# New Shrimp Bowl



## Metzengerstein (Apr 20, 2007)

Hello! I put together a new bowl today. I've had a couple failed attempts, so I thought I'd start a thread this time in case things start to go south again,

Here's the bowl.









The soil is 1" well-mineralized generic topsoil with a gravel cap.

I decided to stuff as many plants as possible in from the beginning, so I have corkscrew val, green hydro, crypt. wendtii, micro sword, marisilea quadrifolia, ludwigia, and hornwort floating. I'll be watching to see what takes off and thin out what doesn't.

Hanging above it is a 13 watt CFL.

My water is KH 35.8 and GH 214" and Ph 8.4.

So we'll see. I'll be adding shrimp and tetras after it cycles.


----------



## GadgetGirl (Sep 25, 2013)

Looks good! But that's not big enough for tetras. They like to be in groups of at least six.


----------



## Metzengerstein (Apr 20, 2007)

I thought six of the little glowlight tetras would be ok. Do you think that's too many?


----------



## GadgetGirl (Sep 25, 2013)

I personally believe it's too many. Also, tetras require heated water. Unless of course your spot is always 76 deg.


----------



## Michael (Jul 20, 2010)

The bowl is too small for any number of tetras. You might be OK with a single betta or a few male Endler's livebearers, but it would be better to stick with shrimp.


----------



## Metzengerstein (Apr 20, 2007)

Thanks to both of you for the advice! I'll stick with shrimp, when it stabilizes.


----------



## Metzengerstein (Apr 20, 2007)

My bowl seems to be doing fine. The vals are melting, so I cut out as many leaves as I could. I can see new, submersed, leaves growing already. The marsilea is growing but hasn't transitioned yet. No sign of an ammonia spike yet. I did a small water change today and nitrates and ammonia are 0.


----------



## GadgetGirl (Sep 25, 2013)

Looks really nice!


----------



## Metzengerstein (Apr 20, 2007)

Thank you!

Not much changed this week. I did another small water change today. Ammonia and Nitrate are still at 0. Nitrite ticked up to .25ppm. And my Ph has dropped from 8.4, when I started, to 7.6.

The green hygro is rooting and growing well. The marsilea is transitioning, and the vals and crypts are melting, so I'm working on cleaning them up. I also removed a little hair algae today.


----------



## GadgetGirl (Sep 25, 2013)

I love it! I'm gonna try a bowl one of these days.


----------



## Metzengerstein (Apr 20, 2007)

I did my weekly check today and my ammonia has shot up to 1 ppm. I did a big water change.
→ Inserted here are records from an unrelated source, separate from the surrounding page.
PR #504, opened 2023-10-05
feat: support gzipped provenance files

nicallen:


tromai (approved):

src/macaron/slsa_analyzer/provenance/loader.py
```diff
@@ -33,8 +35,12 @@ def load_provenance_file(filepath: str) -> dict[str, JsonType]:
         If there is an error loading the provenance JSON payload.
     """
     try:
-        with open(filepath, encoding="utf-8") as file:
-            provenance = json.load(file)
+        try:
+            with gzip.open(filepath, mode="rt", encoding="utf-8") as file:
+                provenance = json.load(file)
```
behnazh-w, line 40: If this line raises an `OSError`, we try to open the file normally after catching `gzip.BadGzipFile`, which inherits `OSError`. The second read could potentially raise an  `OSError` again but we won't catch it. We can catch `OSError` at this [line](https://github.com/oracle/macaron/pull/504/files#diff-83d632a57b7fff707ceba30cfe00bb82d195071cf8e93172c1fcd90c372d1410L38), which seems to be missing anyway.


Also, from the [documentation](https://docs.python.org/3/library/gzip.html#gzip.BadGzipFile), [zlib.error](https://docs.python.org/3/library/zlib.html#zlib.error) can also be raised for invalid gzip files, if I read it correctly? I guess we should catch [zlib.error](https://docs.python.org/3/library/zlib.html#zlib.error) as well to be on the safe side?

nicallen: I've changed it to catch OSError (from either the gzip.open or the regular open) and raise LoadIntotoAttestationError in that case.

I've also changed it to catch EOFError and zlib.error when reading the gzip file and fall back to trying to read the file as json in that case. The alternative would be to raise LoadIntotoAttestationError in those cases, by presuming that these are only thrown for corrupt gzip files that couldn't possible be valid json, but the documentation isn't clear exactly in what circumstances each may be thrown so it is probably safer the way I have done it (tradeoff is between potentially rejecting valid non-gzipped json files vs potentially silently suppressing corrupt-file errors).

My nitrate and nitrite are at 0. I took out the ludwigia, which was doing nothing, and the vals are still transitioning o their new home. I've cut a lot of leaves out that were decaying. The hygro is growing great but is going to be way too big for the bowl, but I knew that was going to happen.


----------



## Hillbilly Homer (Sep 25, 2012)

Looks good...


----------



## Metzengerstein (Apr 20, 2007)

Well it's been several months and the bowl is doing great. I've had one algae bloom, but it subsided quickly. I've added five amano shrimp. I took out the hornwort and ludwigia. Everything else seems to have gotten through its transition. This is the best I've done with a bowl. Previous attempts have fallen apart pretty early. I think my decision to pack it with plants from the beginning helpped a lot.


----------



## BarryR (May 30, 2016)

Wow that looks nice. I just started a 1 gallon 3 days ago but it is not nearly as well planted as yours. I got my plants from Petsmart and they can get expensive for a beginner like me that has no idea. I want to put about 5 Cherry shrimp in it but I don't know if it has ammonia or not because I bought tetra test strips and it does not include ammonia. i will have to get a ammonia test kit.

Would have attached a picture but that is not working at the moment.


----------



## Metzengerstein (Apr 20, 2007)

Thanks! Packing it with plants definitely helped. I've gone through a lot of trial and error, and this is definitely the best I've accomplished so far. It's been about 8 months and the bowl is doing great.


----------



## Metzengerstein (Apr 20, 2007)

I just wanted to update my little bowl. I gradually weeded out most of the fast-growing large plants, and it continues to be beautiful after two years. Very stable and clear. Sorry for the ugly heater in the back!


----------



## DutchMuch (Apr 12, 2017)

pretty glosso carpet, marsilea hirsuta?


----------



## Metzengerstein (Apr 20, 2007)

Thanks! Actually it's marisilea quadrifolia. This is the first time I've ever gotten it to take off like this.


----------



## DutchMuch (Apr 12, 2017)

Metzengerstein said:


> Thanks! Actually it's marisilea quadrifolia. This is the first time I've ever gotten it to take off like this.


Super cool and pretty,

One thing I noticed. Is that in the very first image you posted, you have the SAME phone book under the bowl LOL I literally laughed out loud I thought that was so funny you have it on the same phonebook now as then before lol!!!!!


----------



## Metzengerstein (Apr 20, 2007)

Yes! And for two years I’ve been looking at it and thinking, “maybe I should put it on something besides a phonebook.”


Sent from my iPad using Tapatalk


----------



## dwalstad (Apr 14, 2006)

What a cute little bowl, a perfect home for your Betta. 

This is the first time I've seen a phone book put to such good use!


----------



## Rodgie (Dec 28, 2017)

Hi!

Any new picture of your cool bowl this month?


----------